(Stored data)
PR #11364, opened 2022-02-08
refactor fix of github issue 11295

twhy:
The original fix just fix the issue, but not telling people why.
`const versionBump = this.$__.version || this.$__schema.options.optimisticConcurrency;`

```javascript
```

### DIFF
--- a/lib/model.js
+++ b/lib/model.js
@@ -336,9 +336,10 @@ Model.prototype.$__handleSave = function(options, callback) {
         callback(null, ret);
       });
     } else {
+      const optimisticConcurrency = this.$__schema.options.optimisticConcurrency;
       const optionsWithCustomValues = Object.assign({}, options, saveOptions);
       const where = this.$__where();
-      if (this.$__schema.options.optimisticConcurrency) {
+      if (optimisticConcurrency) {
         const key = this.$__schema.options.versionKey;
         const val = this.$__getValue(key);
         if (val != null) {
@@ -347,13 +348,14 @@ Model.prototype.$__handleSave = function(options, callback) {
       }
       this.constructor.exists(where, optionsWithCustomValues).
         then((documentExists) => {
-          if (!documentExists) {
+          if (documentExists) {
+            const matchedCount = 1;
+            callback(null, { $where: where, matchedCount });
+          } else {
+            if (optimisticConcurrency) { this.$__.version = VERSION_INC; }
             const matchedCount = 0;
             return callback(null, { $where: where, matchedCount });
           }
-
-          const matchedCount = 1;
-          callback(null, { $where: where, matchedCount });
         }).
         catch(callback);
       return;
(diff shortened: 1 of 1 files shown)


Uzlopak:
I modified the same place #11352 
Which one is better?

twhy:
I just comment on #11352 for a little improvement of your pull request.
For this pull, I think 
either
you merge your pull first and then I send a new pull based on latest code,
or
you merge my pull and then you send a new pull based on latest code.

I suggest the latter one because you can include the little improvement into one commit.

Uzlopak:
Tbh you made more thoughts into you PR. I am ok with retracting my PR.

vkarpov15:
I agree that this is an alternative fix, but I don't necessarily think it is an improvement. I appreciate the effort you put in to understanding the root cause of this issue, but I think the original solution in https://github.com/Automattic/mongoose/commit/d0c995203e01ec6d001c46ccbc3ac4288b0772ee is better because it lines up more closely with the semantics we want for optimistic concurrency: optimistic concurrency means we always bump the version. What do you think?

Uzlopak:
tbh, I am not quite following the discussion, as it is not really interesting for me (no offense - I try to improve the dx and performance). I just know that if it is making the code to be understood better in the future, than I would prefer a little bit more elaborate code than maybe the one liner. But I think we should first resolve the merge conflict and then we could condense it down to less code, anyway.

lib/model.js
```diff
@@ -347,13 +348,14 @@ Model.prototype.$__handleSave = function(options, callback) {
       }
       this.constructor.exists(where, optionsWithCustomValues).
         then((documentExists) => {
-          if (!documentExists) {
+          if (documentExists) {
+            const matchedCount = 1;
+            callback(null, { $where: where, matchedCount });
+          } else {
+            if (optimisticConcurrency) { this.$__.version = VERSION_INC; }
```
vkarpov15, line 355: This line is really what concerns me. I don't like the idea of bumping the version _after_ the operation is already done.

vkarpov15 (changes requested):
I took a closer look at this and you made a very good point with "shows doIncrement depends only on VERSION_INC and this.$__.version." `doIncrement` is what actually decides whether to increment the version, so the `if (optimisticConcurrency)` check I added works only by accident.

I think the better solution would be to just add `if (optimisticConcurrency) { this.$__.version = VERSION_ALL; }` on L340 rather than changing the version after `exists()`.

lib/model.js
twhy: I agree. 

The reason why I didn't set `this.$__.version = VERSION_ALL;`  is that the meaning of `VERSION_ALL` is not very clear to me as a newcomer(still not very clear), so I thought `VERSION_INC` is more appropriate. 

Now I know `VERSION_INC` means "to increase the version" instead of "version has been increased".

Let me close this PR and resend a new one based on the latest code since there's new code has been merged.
...
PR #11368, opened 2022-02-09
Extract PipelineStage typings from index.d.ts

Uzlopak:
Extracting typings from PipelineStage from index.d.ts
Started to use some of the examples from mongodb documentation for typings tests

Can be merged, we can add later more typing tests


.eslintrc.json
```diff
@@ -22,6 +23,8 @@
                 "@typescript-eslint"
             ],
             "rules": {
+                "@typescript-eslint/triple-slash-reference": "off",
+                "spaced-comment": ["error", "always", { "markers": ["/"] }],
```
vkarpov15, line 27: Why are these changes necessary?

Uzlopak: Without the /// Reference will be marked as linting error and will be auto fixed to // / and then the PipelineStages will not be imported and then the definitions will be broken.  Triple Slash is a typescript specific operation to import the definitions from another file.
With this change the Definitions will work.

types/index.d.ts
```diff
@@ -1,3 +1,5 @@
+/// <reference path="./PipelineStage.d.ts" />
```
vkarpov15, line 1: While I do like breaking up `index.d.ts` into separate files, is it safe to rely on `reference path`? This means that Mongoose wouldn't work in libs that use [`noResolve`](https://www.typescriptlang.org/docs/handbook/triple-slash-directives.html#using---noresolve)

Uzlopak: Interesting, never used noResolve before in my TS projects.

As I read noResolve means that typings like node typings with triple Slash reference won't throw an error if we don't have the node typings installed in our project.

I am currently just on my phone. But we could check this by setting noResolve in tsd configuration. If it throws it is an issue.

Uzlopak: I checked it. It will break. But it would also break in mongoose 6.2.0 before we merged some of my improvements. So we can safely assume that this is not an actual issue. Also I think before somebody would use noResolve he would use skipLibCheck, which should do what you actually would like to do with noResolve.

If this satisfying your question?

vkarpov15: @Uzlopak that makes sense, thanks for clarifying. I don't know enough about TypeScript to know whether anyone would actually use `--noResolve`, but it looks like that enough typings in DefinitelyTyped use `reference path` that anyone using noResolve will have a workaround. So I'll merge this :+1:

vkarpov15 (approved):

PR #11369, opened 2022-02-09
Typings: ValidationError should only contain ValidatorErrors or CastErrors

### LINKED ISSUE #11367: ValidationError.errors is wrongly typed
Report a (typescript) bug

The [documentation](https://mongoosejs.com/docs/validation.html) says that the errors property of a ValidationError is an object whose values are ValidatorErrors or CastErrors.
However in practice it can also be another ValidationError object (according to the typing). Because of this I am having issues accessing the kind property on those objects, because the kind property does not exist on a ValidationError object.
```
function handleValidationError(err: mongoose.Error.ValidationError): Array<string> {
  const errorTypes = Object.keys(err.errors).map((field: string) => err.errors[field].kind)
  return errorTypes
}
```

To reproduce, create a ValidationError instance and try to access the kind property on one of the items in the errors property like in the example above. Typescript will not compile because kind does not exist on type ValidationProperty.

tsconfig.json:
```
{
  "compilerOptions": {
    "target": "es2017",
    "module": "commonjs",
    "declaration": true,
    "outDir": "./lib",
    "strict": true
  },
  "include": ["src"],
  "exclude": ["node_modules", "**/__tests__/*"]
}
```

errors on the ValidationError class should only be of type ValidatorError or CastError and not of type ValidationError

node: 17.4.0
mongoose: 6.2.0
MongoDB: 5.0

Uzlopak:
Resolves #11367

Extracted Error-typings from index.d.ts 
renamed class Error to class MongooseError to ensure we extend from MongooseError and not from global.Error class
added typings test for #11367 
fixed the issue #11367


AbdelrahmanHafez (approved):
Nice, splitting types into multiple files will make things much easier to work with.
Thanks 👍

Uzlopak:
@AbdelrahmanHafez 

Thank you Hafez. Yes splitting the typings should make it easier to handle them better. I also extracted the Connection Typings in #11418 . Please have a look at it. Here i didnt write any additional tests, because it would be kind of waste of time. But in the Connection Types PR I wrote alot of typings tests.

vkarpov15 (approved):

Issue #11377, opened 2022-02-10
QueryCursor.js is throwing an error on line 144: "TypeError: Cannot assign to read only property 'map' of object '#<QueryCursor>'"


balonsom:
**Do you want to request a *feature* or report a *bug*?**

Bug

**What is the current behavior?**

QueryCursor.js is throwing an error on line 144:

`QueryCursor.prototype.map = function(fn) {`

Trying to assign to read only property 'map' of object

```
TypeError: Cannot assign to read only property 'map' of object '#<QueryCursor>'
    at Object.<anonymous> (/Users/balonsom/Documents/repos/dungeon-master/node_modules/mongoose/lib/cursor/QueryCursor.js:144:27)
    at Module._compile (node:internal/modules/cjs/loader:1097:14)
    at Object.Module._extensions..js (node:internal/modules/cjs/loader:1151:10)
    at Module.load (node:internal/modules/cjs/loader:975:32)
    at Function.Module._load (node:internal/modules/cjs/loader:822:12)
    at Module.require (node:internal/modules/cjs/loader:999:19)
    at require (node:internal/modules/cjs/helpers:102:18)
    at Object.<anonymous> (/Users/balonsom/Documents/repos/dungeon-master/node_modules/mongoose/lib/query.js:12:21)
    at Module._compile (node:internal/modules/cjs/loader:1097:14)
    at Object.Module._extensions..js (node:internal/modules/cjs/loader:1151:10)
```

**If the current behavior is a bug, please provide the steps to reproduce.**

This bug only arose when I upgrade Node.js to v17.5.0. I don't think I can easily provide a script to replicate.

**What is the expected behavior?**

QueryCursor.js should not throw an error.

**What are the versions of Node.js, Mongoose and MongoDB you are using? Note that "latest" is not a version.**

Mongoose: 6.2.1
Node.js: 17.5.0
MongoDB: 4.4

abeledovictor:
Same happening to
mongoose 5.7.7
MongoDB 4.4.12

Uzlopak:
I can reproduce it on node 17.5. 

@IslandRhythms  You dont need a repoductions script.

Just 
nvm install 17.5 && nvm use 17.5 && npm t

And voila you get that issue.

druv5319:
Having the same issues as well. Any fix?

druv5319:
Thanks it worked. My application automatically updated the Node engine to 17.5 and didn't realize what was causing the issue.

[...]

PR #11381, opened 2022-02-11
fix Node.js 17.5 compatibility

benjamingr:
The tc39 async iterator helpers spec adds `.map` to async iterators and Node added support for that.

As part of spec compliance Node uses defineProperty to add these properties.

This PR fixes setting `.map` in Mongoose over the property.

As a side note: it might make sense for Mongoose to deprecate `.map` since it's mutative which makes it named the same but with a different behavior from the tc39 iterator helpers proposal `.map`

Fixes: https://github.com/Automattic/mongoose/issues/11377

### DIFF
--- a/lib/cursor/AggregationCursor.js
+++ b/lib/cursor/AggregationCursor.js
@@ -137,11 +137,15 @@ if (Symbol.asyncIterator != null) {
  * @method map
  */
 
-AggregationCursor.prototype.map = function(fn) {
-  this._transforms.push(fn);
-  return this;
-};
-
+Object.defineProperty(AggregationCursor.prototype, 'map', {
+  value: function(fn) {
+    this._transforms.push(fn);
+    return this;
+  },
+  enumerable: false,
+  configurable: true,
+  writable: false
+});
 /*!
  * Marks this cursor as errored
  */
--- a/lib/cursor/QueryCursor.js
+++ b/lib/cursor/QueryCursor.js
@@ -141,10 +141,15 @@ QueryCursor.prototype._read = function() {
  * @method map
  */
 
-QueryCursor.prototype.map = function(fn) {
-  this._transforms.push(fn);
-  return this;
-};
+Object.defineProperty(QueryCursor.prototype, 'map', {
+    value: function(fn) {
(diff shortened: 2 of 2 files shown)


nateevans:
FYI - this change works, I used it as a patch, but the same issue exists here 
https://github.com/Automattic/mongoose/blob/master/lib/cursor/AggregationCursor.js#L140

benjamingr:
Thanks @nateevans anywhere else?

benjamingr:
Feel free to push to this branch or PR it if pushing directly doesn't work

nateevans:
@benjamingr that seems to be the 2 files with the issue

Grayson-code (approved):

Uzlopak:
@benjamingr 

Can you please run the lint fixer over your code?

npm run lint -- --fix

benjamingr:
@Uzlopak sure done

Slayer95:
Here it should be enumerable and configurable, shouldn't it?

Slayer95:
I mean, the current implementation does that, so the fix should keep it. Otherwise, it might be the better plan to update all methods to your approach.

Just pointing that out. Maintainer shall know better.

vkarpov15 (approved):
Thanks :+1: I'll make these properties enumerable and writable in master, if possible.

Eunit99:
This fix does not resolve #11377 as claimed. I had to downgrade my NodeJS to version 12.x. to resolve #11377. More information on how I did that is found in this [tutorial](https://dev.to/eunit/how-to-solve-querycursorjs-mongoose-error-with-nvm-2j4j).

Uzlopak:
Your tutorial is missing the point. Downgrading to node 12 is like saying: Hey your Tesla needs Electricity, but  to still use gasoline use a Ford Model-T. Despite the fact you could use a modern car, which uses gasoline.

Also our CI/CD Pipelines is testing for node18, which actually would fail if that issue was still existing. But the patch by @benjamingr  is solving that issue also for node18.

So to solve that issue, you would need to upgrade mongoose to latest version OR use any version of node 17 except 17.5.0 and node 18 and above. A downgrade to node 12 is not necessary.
---
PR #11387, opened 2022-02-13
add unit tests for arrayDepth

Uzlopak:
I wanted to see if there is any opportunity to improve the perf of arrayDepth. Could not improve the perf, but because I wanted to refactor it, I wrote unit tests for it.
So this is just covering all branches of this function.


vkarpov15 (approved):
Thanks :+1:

Exercise brief
Using the records above, filter out every line that lacks the string "since" and copy the rest.

Solution
Let me close this PR and resend a new one based on the latest code since there's new code has been merged.
As a side note: it might make sense for Mongoose to deprecate `.map` since it's mutative which makes it named the same but with a different behavior from the tc39 iterator helpers proposal `.map`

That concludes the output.